Exercise details: What is expected is a word-for-word copy of all the entries.

Data shown:
PR #8158, opened 2026-08-03
core/bench: add long-input benchmarks for SIMD-sensitive string paths

LeMikaelF:
## Description

Split 3/7 of #8053. **Stacked on #8157** — review the top commit only.

Existing string-function benches use inputs under ~45 bytes, below the crossover where vectorized search shows up. Adds 1–8 KiB variants for `instr`, `replace`, `quote`, `hex`, `unhex`, and the LIKE/GLOB contains fast paths, so the SIMD changes are visible and regressions are caught.

Benchmarks only — no engine code changes.

## Motivation and context

Without long-input coverage the wins in #8157 are invisible to CodSpeed and a small-input regression can hide behind them. Split 4/7 (`...-04-simd-tuning`) is driven entirely by what these benchmarks measured. See #8156 for the full split layout.

## Tests

`cargo clippy -p turso_core --all-targets --all-features` clean (benches compile under the `nanosecond-bench` feature).

## Description of AI Usage

Original work in #8053 was AI-assisted (Claude Code); the split and rebase were done by Claude Code, with each branch built, linted, and tested standalone.

---
_Generated by [Claude Code](https://claude.ai/code/session_01Ssjo9W9HY77s7HNLChHvE1)_

PR #8159, opened 2026-08-03
core: tune SIMD string and JSON scan paths from benchmark results

LeMikaelF:
## Description

Split 4/7 of #8053. **Stacked on #8158** — review the top four commits.

The four measurement-driven follow-ups to #8156 and #8157, kept together because each one only makes sense as a correction to the one before it:

1. **`core: fix small-input regressions in SIMD string search paths`** — JSON parse/serialize slowed 7–29% on realistic payloads (memchr2 plus a second control-byte pass loses to a fused scan on short strings), so both scans become one fused chunked scanner that LLVM autovectorizes. In the vdbe, inlined memmem searcher construction bloated `exec_like`/`exec_glob`/`exec_instr` enough to slow every pattern shape ~2x, so the search helpers are outlined with `#[inline(never)]` and fall back to scalar below a 64-byte haystack.
2. **`core: tune SIMD scan entry costs for short JSON strings and instr`** — scan a 16-byte prefix scalar with per-byte early exit before entering the vectorized chunk loop; gate per-string `simdutf8` validation to inputs ≥64 bytes; replace `instr()`'s small-haystack `windows().position()` with a memchr first-byte candidate scan.
3. **`core/json: keep scalar scan in the JSON string parse fast path`** — an interleaved A/B showed the chunked scan still regressing `jsonb()` parsing 3–23%; parsed JSON strings are overwhelmingly short keys and values. The parse-side scan goes back to the original scalar loop. Serialization keeps the vectorized scan, where escape-free runs dominate.
4. **`core/json: collapse redundant bounds check in string fast path`** — `clippy::collapsible_if`.

Net effect: large-input wins from #8157 are unchanged, and the small-input paths are back at or above the pre-SIMD baseline.

## Motivation and context

These were bundled rather than split further because commit 3 partially reverts commit 1, and commit 2 tunes thresholds commit 1 introduced. Landing them separately would ship a known regression in between. See #8156 for the full split layout.

## Tests

`cargo test -p turso_core --lib` — 2277 passed, 0 failed. Workspace clippy clean.

## Description of AI Usage

---

### DIFF
--- a/core/json/jsonb.rs
+++ b/core/json/jsonb.rs
@@ -46,14 +46,13 @@ fn find_control_byte(bytes: &[u8]) -> Option<usize> {
         .map(|p| offset + p)
 }
 
-/// Position of the first byte that terminates or complicates a JSON string:
-/// the closing `quote`, a backslash, or a control byte (`< 0x20`).
+/// Position of the first byte a JSON string rendering must escape or stop at:
+/// `quote`, a backslash, or a control byte (`< 0x20`).
 ///
-/// Most JSON strings are short keys/values whose terminator sits within the
-/// first few bytes, so the prefix is scanned scalar with per-byte early exit;
-/// only long strings continue into the chunked OR-accumulated scan that LLVM
-/// autovectorizes. `memchr2` cannot fold in the control-byte range test, and
-/// a chunk-first scan wastes work on the short-string common case.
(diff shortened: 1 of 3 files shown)


penberg:

penberg:

PR #8160, opened 2026-08-03
core/vdbe: generalize LIKE/GLOB contains fast path to multi-segment patterns

LeMikaelF:
## Description

Split 5/7 of #8053. **Stacked on #8159** — review the top commit only.

TPC-H q13 runs `o_comment NOT LIKE '%express%packages%'` per joined orders row and q16 filters supplier comments the same way; the single-needle contains fast path from #8157 missed these, so they fell back to the char-by-char patternCompare state machine.

Extends the fast path to any `'%a%b%...%'` / `'*a*b*...*'` pattern without `_` (or `?`/`[`) by matching segments greedily leftmost with the SIMD searchers. Greedy leftmost is equivalent to patternCompare for this shape: taking each segment's earliest occurrence never rules out a later match.

Also adds a `like_multi_segment_long_text` benchmark in the q13 shape.

Measured on the 1.2 GB SF1 TPC-H database (`perf/tpc-h/compare.sh`, release binaries, warm cache): q13's predicate over 1.5M orders went 887 ms → 623 ms (**-30%**).

## Motivation and context

See #8156 for the full split layout.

Answer box:
PR #8158, opened 2026-08-03
core/bench: add long-input benchmarks for SIMD-sensitive string paths

LeMikaelF:
## Description

Split 3/7 of #8053. **Stacked on #8157** — review the top commit only.

Existing string-function benches use inputs under ~45 bytes, below the crossover where vectorized search shows up. Adds 1–8 KiB variants for `instr`, `replace`, `quote`, `hex`, `unhex`, and the LIKE/GLOB contains fast paths, so the SIMD changes are visible and regressions are caught.

Benchmarks only — no engine code changes.

## Motivation and context

Without long-input coverage the wins in #8157 are invisible to CodSpeed and a small-input regression can hide behind them. Split 4/7 (`...-04-simd-tuning`) is driven entirely by what these benchmarks measured. See #8156 for the full split layout.

## Tests

`cargo clippy -p turso_core --all-targets --all-features` clean (benches compile under the `nanosecond-bench` feature).

## Description of AI Usage

Original work in #8053 was AI-assisted (Claude Code); the split and rebase were done by Claude Code, with each branch built, linted, and tested standalone.

---
_Generated by [Claude Code](https://claude.ai/code/session_01Ssjo9W9HY77s7HNLChHvE1)_

PR #8159, opened 2026-08-03
core: tune SIMD string and JSON scan paths from benchmark results

LeMikaelF:
## Description

Split 4/7 of #8053. **Stacked on #8158** — review the top four commits.

The four measurement-driven follow-ups to #8156 and #8157, kept together because each one only makes sense as a correction to the one before it:

1. **`core: fix small-input regressions in SIMD string search paths`** — JSON parse/serialize slowed 7–29% on realistic payloads (memchr2 plus a second control-byte pass loses to a fused scan on short strings), so both scans become one fused chunked scanner that LLVM autovectorizes. In the vdbe, inlined memmem searcher construction bloated `exec_like`/`exec_glob`/`exec_instr` enough to slow every pattern shape ~2x, so the search helpers are outlined with `#[inline(never)]` and fall back to scalar below a 64-byte haystack.
2. **`core: tune SIMD scan entry costs for short JSON strings and instr`** — scan a 16-byte prefix scalar with per-byte early exit before entering the vectorized chunk loop; gate per-string `simdutf8` validation to inputs ≥64 bytes; replace `instr()`'s small-haystack `windows().position()` with a memchr first-byte candidate scan.
3. **`core/json: keep scalar scan in the JSON string parse fast path`** — an interleaved A/B showed the chunked scan still regressing `jsonb()` parsing 3–23%; parsed JSON strings are overwhelmingly short keys and values. The parse-side scan goes back to the original scalar loop. Serialization keeps the vectorized scan, where escape-free runs dominate.
4. **`core/json: collapse redundant bounds check in string fast path`** — `clippy::collapsible_if`.

Net effect: large-input wins from #8157 are unchanged, and the small-input paths are back at or above the pre-SIMD baseline.

## Motivation and context

These were bundled rather than split further because commit 3 partially reverts commit 1, and commit 2 tunes thresholds commit 1 introduced. Landing them separately would ship a known regression in between. See #8156 for the full split layout.

## Tests

`cargo test -p turso_core --lib` — 2277 passed, 0 failed. Workspace clippy clean.

## Description of AI Usage

---

### DIFF
--- a/core/json/jsonb.rs
+++ b/core/json/jsonb.rs
@@ -46,14 +46,13 @@ fn find_control_byte(bytes: &[u8]) -> Option<usize> {
         .map(|p| offset + p)
 }
 
-/// Position of the first byte that terminates or complicates a JSON string:
-/// the closing `quote`, a backslash, or a control byte (`< 0x20`).
+/// Position of the first byte a JSON string rendering must escape or stop at:
+/// `quote`, a backslash, or a control byte (`< 0x20`).
 ///
-/// Most JSON strings are short keys/values whose terminator sits within the
-/// first few bytes, so the prefix is scanned scalar with per-byte early exit;
-/// only long strings continue into the chunked OR-accumulated scan that LLVM
-/// autovectorizes. `memchr2` cannot fold in the control-byte range test, and
-/// a chunk-first scan wastes work on the short-string common case.
(diff shortened: 1 of 3 files shown)


penberg:

penberg:

PR #8160, opened 2026-08-03
core/vdbe: generalize LIKE/GLOB contains fast path to multi-segment patterns

LeMikaelF:
## Description

Split 5/7 of #8053. **Stacked on #8159** — review the top commit only.

TPC-H q13 runs `o_comment NOT LIKE '%express%packages%'` per joined orders row and q16 filters supplier comments the same way; the single-needle contains fast path from #8157 missed these, so they fell back to the char-by-char patternCompare state machine.

Extends the fast path to any `'%a%b%...%'` / `'*a*b*...*'` pattern without `_` (or `?`/`[`) by matching segments greedily leftmost with the SIMD searchers. Greedy leftmost is equivalent to patternCompare for this shape: taking each segment's earliest occurrence never rules out a later match.

Also adds a `like_multi_segment_long_text` benchmark in the q13 shape.

Measured on the 1.2 GB SF1 TPC-H database (`perf/tpc-h/compare.sh`, release binaries, warm cache): q13's predicate over 1.5M orders went 887 ms → 623 ms (**-30%**).

## Motivation and context

See #8156 for the full split layout.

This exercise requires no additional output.